What is being asked: Search the data for the word "could" and copy every line where it occurs.

Task data:
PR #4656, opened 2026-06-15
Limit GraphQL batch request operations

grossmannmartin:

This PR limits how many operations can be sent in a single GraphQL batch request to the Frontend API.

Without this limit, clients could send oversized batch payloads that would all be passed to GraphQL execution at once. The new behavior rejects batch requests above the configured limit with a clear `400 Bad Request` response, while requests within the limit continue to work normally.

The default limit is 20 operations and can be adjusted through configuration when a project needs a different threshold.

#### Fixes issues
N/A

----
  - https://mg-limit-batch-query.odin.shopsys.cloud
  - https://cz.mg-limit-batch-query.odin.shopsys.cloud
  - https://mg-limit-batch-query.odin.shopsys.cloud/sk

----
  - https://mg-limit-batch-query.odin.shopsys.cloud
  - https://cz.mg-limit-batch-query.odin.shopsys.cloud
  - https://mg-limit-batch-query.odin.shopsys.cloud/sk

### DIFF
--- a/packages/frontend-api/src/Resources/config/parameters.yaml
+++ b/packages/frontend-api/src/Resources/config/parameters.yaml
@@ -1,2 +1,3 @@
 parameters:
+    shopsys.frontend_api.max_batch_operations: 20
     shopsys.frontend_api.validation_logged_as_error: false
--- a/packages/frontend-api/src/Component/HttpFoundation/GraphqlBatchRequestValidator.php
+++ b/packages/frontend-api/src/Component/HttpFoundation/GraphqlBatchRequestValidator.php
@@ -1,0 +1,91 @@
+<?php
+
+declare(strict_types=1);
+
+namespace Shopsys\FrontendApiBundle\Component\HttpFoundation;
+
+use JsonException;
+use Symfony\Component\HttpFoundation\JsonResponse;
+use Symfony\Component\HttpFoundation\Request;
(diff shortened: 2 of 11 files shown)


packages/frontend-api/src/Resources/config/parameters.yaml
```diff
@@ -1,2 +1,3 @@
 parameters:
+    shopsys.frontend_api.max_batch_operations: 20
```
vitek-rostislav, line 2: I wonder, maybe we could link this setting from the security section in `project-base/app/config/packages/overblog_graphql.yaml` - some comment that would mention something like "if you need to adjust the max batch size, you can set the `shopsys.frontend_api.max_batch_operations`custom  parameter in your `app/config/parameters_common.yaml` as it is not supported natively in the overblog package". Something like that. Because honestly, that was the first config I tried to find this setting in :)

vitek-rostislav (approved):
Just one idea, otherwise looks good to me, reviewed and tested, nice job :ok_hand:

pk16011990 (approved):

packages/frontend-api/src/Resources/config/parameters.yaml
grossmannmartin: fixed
--
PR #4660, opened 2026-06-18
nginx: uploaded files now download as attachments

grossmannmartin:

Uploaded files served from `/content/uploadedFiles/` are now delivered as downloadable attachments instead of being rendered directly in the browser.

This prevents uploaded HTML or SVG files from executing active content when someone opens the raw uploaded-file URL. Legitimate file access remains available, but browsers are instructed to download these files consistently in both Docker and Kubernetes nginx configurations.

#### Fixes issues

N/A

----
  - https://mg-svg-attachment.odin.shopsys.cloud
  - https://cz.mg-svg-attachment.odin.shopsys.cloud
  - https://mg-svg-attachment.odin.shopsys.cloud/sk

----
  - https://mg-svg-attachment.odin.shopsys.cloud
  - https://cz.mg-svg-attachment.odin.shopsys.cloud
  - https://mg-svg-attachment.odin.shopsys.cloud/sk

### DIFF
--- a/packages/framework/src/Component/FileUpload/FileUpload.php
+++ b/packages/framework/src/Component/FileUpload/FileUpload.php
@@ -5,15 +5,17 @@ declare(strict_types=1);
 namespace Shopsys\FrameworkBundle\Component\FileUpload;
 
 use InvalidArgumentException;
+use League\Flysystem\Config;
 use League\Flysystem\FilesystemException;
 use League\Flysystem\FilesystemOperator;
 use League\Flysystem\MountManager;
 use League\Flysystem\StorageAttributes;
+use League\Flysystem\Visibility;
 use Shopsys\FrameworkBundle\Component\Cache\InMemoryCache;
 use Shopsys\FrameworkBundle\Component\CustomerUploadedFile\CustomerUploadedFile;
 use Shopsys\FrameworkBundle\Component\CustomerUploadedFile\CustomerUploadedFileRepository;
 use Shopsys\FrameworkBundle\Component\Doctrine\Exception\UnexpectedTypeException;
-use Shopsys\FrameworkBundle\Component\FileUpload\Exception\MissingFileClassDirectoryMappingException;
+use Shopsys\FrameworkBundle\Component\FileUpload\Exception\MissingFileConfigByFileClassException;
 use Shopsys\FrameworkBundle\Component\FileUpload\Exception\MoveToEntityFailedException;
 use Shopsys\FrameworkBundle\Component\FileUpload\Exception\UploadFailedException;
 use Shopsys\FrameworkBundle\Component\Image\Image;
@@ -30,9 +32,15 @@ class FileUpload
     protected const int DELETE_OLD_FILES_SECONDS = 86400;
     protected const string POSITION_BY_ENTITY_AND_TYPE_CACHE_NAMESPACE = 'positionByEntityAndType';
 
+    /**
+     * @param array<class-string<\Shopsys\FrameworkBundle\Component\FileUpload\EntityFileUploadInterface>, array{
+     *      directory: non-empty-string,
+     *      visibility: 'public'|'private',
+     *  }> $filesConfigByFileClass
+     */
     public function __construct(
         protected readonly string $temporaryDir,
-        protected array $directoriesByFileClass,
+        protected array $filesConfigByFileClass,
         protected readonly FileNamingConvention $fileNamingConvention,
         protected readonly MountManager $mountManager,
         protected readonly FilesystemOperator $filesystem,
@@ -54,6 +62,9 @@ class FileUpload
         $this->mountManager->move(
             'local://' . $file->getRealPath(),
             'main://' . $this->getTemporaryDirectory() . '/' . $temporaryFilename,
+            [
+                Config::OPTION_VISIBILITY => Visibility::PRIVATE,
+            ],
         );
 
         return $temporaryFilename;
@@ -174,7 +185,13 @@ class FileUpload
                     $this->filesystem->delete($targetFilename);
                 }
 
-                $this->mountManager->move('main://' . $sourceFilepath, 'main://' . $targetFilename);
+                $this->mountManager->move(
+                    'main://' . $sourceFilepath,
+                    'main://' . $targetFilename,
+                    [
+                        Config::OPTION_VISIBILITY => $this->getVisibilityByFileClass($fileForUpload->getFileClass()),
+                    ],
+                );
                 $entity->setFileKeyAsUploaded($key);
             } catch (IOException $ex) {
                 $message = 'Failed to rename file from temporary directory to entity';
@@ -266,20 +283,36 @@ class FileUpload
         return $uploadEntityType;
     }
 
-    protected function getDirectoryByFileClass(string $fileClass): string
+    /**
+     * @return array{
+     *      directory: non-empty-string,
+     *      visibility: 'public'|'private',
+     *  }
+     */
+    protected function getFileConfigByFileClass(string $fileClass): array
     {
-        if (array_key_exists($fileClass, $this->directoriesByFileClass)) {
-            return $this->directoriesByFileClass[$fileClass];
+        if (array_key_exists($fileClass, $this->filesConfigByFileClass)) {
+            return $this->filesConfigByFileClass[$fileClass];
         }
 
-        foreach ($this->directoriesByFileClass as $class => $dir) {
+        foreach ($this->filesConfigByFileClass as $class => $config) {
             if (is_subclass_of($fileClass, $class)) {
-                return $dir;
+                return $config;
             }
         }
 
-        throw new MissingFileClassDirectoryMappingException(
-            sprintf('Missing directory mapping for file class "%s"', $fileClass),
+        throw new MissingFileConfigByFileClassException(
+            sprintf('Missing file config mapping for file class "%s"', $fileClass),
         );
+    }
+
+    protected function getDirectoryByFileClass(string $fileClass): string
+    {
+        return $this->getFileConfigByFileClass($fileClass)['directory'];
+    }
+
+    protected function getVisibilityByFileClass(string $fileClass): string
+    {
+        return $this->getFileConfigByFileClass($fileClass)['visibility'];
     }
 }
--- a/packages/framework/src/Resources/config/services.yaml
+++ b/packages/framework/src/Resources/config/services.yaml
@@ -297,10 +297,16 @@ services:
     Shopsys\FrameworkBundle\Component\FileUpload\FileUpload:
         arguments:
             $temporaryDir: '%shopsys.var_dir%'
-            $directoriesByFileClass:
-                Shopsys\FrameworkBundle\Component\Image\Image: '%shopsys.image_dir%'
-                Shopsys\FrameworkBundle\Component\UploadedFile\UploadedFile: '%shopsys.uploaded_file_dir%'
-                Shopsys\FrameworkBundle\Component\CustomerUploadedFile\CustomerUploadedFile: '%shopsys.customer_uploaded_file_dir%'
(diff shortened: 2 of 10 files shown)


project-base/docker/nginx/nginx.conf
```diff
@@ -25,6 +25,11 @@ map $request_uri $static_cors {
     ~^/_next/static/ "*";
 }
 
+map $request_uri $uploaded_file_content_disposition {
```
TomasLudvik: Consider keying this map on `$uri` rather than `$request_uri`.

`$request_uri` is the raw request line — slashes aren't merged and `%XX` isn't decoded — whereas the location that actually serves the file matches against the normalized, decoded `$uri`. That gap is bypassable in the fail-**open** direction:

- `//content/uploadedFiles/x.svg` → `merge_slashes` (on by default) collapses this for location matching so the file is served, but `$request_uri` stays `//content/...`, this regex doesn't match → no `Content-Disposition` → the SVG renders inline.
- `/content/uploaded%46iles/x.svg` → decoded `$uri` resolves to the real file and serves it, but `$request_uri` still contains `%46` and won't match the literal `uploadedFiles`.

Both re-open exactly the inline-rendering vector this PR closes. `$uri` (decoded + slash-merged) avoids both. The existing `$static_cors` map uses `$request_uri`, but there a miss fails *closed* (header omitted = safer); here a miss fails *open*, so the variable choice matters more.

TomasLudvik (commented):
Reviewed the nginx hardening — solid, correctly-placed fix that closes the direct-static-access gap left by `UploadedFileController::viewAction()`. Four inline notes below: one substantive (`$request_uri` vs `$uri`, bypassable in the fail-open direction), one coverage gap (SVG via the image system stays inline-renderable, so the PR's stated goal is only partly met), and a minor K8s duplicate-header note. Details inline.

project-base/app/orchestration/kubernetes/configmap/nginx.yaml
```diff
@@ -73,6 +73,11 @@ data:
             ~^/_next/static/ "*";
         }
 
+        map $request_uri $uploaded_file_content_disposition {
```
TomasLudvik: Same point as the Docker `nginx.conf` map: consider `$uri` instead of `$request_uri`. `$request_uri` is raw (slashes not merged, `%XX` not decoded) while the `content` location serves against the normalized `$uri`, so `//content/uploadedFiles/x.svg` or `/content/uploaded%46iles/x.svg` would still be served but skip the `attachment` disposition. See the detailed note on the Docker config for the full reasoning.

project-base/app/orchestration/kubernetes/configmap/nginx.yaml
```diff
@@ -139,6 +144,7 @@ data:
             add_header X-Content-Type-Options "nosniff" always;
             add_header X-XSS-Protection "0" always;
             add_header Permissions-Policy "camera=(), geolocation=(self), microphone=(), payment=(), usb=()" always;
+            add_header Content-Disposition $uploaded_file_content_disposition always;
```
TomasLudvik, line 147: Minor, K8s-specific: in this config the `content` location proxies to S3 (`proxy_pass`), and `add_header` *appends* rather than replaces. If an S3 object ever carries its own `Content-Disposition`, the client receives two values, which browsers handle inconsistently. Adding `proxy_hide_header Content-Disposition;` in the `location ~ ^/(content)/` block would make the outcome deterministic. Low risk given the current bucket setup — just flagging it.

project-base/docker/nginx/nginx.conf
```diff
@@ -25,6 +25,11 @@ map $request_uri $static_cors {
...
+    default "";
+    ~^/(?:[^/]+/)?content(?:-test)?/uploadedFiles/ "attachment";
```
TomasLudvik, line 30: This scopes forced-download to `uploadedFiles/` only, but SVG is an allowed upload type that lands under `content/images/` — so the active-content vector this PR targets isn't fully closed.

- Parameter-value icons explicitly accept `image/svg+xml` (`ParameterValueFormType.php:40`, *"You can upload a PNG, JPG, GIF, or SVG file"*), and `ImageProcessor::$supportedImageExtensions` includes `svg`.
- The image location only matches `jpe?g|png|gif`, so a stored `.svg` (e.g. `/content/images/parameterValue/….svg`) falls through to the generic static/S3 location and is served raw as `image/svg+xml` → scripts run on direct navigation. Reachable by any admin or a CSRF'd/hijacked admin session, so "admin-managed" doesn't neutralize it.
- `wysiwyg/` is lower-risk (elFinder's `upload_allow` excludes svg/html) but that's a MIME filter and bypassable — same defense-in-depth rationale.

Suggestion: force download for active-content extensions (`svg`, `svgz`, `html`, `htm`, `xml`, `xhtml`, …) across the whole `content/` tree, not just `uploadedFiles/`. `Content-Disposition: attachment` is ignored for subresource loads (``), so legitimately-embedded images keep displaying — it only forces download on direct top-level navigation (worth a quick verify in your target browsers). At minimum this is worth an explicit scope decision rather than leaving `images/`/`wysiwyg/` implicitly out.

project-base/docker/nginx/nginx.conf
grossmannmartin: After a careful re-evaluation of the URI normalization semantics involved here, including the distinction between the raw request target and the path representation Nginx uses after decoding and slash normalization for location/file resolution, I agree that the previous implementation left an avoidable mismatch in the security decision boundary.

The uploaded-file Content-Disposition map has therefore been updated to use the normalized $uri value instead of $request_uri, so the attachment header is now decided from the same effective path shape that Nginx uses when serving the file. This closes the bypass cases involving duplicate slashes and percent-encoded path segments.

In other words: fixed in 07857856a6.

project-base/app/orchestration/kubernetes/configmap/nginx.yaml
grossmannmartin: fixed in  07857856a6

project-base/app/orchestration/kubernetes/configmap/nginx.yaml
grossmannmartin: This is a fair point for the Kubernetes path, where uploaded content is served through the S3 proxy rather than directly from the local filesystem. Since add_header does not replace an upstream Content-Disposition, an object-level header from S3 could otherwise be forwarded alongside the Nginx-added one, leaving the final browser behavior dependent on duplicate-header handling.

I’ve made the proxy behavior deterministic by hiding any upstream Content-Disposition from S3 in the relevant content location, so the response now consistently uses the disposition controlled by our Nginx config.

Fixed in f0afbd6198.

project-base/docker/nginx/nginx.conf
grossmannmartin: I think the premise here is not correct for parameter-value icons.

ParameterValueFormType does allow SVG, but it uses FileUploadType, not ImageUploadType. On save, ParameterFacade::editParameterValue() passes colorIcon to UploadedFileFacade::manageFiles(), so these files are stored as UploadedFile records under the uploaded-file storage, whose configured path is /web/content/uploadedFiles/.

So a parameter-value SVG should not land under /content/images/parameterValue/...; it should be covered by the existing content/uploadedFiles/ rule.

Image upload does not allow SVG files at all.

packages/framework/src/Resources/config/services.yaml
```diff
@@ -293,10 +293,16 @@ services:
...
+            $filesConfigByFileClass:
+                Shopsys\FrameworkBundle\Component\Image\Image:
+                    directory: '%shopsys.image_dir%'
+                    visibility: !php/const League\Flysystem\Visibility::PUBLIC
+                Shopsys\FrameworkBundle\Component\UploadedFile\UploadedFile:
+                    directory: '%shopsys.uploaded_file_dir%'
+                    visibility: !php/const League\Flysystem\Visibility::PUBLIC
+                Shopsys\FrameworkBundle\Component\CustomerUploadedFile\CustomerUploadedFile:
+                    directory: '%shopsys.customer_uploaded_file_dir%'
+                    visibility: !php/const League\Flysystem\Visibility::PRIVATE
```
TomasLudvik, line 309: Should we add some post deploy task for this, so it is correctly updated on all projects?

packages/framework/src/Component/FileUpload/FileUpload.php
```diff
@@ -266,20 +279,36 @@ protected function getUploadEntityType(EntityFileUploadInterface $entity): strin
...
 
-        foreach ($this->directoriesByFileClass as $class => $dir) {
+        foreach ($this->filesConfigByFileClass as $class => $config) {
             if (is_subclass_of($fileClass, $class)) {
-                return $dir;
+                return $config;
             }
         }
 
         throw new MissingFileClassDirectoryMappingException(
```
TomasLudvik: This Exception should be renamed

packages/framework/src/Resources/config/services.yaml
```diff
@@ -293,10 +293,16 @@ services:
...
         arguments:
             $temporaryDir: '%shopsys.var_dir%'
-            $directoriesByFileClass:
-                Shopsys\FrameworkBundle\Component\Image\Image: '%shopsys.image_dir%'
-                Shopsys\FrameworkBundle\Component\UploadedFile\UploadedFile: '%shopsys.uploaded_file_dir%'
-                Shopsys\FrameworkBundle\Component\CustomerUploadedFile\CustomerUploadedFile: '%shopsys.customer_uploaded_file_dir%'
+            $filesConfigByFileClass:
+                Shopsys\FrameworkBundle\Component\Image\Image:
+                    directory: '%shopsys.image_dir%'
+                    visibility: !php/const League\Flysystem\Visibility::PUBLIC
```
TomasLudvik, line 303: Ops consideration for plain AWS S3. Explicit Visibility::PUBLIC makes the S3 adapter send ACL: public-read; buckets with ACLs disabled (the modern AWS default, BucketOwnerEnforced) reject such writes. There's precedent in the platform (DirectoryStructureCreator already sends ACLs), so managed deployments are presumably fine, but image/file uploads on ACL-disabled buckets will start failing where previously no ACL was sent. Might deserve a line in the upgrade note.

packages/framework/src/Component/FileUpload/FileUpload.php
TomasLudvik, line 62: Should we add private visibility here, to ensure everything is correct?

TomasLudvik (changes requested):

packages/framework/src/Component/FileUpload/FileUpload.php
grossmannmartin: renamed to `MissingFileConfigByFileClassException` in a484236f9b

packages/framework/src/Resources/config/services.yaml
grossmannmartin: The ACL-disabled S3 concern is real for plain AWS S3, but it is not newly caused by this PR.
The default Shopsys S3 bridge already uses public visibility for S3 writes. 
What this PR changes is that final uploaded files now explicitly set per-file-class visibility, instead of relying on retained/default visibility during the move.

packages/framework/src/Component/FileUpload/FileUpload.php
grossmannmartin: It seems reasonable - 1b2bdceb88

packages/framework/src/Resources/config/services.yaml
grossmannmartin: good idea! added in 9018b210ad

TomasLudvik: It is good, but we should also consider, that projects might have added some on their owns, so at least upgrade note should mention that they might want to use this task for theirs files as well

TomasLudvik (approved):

Output of the task:
Without this limit, clients could send oversized batch payloads that would all be passed to GraphQL execution at once. The new behavior rejects batch requests above the configured limit with a clear `400 Bad Request` response, while requests within the limit continue to work normally.
vitek-rostislav, line 2: I wonder, maybe we could link this setting from the security section in `project-base/app/config/packages/overblog_graphql.yaml` - some comment that would mention something like "if you need to adjust the max batch size, you can set the `shopsys.frontend_api.max_batch_operations`custom  parameter in your `app/config/parameters_common.yaml` as it is not supported natively in the overblog package". Something like that. Because honestly, that was the first config I tried to find this setting in :)
grossmannmartin: This is a fair point for the Kubernetes path, where uploaded content is served through the S3 proxy rather than directly from the local filesystem. Since add_header does not replace an upstream Content-Disposition, an object-level header from S3 could otherwise be forwarded alongside the Nginx-added one, leaving the final browser behavior dependent on duplicate-header handling.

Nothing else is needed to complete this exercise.